。・*・。。*・Cherry Blossom Ⅲ・*・。。*・。



「あんたって髪フェチ?知らなかったわ」


あたしはその手をやや乱暴と言える手付きで払うと、


「君の髪質は龍崎 朔羅のそれと良く似ているからね。


姉妹だから似るのかな」


「知らないわよ!ってか気安く触らないでよ」


そう怒鳴ると玄蛇はまたも楽しそうに笑って「おお、怖い」とわざとチャラけた。


似てるなんて言わないでよ。





でも―――あたしの髪質が朔羅に似ていると、響輔が知ったら



あいつはあたしの髪をどんな風に撫でるんだろう。
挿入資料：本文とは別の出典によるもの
PR #6, opened 2017-02-12
GEODE-2470: Replace sed dependency with standard C++.

mmartell:
- sed is used in CacheHelper to do string replacement of port number
variables in the input xml configuration files.

### DIFF
--- a/src/cppcache/integration-test/CacheHelper.cpp
+++ b/src/cppcache/integration-test/CacheHelper.cpp
@@ -14,6 +14,7 @@
  * See the License for the specific language governing permissions and
  * limitations under the License.
  */
+
 #include <gfcpp/GeodeCppCache.hpp>
 #include <stdlib.h>
 #include <gfcpp/SystemProperties.hpp>
@@ -21,6 +22,7 @@
 #include <ace/INET_Addr.h>
 #include <ace/SOCK_Acceptor.h>
 #include <fstream>
+#include <regex>
 
 #include "TimeBomb.hpp"
 #include <list>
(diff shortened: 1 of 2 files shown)


pivotal-jbarrett:
Why not use regex_replace in C++11 http://en.cppreference.com/w/cpp/regex/regex_replace?

mmartell:
Simplified by switching to regex_replace instead custom function.

src/cppcache/integration-test/CacheHelper.cpp
```diff
@@ -1382,6 +1377,31 @@ void CacheHelper::createDuplicateXMLFile(std::string& originalFile,
...
 
+void CacheHelper::replacePortsInFile(int hostPort1, int hostPort2,
+                                     int hostPort3, int hostPort4, int locPort1,
+                                     int locPort2, const std::string& inFile,
+                                     const std::string& outFile) {
+  std::ifstream in(inFile, std::ios::in | std::ios::binary);
+  if (in) {
+    std::string contents;
+    in.seekg(0, std::ios::end);
+    contents.resize(in.tellg());
```
pivotal-jbarrett: I think you want `reserve()`. `resize()` causes the string to be resized and initialized with `CharT()`. `reserve()` just allocates enough capacity but does not resize or initialize the string.

src/cppcache/integration-test/CacheHelper.cpp
```diff
@@ -1382,6 +1377,31 @@ void CacheHelper::createDuplicateXMLFile(std::string& originalFile,
...
+    in.seekg(0, std::ios::beg);
+    in.read(&contents[0], contents.size());
```
pivotal-jbarrett:
```
contents.assign((std::istreambuf_iterator<char>(in)),
    std::istreambuf_iterator<char>());
```

src/cppcache/integration-test/CacheHelper.cpp
```diff
@@ -1382,6 +1377,31 @@ void CacheHelper::createDuplicateXMLFile(std::string& originalFile,
...
+
+    contents = std::regex_replace(contents, std::regex("HOST_PORT1"), std::to_string(hostPort1));
+    contents = std::regex_replace(contents, std::regex("HOST_PORT2"), std::to_string(hostPort2));
+    contents = std::regex_replace(contents, std::regex("HOST_PORT3"), std::to_string(hostPort3));
+    contents = std::regex_replace(contents, std::regex("HOST_PORT4"), std::to_string(hostPort4));
+    contents = std::regex_replace(contents, std::regex("LOC_PORT1"), std::to_string(locPort1));
+    contents = std::regex_replace(contents, std::regex("LOC_PORT2"), std::to_string(locPort2));
+
+    std::ofstream out(outFile, std::ios::out);
+    out.write(&contents[0], contents.size());
```
pivotal-jbarrett:
```
out << contents;
out.close();
```

src/cppcache/integration-test/CacheHelper.cpp
mmartell: Good catch.

mmartell:
As per your suggestions, switched to using assign with istreambuf_iterators.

少しは好きになってくれたかな……





でも、あたしを朔羅に重ねられるのは


やっぱりイヤだ。



そんな考え自体を追い払うかのように





「あたしに迷惑掛けないって言っても、あんた敵が多いんでしょ?ネズミはどうなったのよ。


あたしはネズミの正体を知らないんだから、もし誰かが何か言ってきてうっかりあんたのこと漏らしても知らないわよ」


と言って忠告する意味で睨んでやった。


玄蛇は払われた手を引っ込めて、またも頭の後ろで手を組むとシートを倒して横になった。